REQUIRED WORK: Nothing in the data should be left out, so repeat it all exactly.

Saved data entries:
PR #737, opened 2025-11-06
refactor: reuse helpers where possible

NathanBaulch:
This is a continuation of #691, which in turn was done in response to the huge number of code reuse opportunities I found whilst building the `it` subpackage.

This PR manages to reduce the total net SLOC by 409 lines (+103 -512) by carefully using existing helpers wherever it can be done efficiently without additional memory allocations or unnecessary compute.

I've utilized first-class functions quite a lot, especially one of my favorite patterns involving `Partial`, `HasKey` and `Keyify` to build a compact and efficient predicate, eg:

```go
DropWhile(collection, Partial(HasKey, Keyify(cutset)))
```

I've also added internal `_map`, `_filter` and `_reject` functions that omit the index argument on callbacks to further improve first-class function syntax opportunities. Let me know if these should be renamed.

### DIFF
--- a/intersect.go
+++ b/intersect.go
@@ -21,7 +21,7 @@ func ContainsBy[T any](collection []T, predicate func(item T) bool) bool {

ANSWER BOX:
PR #737, opened 2025-11-06
refactor: reuse helpers where possible

NathanBaulch:
This is a continuation of #691, which in turn was done in response to the huge number of code reuse opportunities I found whilst building the `it` subpackage.

This PR manages to reduce the total net SLOC by 409 lines (+103 -512) by carefully using existing helpers wherever it can be done efficiently without additional memory allocations or unnecessary compute.

I've utilized first-class functions quite a lot, especially one of my favorite patterns involving `Partial`, `HasKey` and `Keyify` to build a compact and efficient predicate, eg:

```go
DropWhile(collection, Partial(HasKey, Keyify(cutset)))
```

I've also added internal `_map`, `_filter` and `_reject` functions that omit the index argument on callbacks to further improve first-class function syntax opportunities. Let me know if these should be renamed.

### DIFF
--- a/intersect.go
+++ b/intersect.go
@@ -21,7 +21,7 @@ func ContainsBy[T any](collection []T, predicate func(item T) bool) bool {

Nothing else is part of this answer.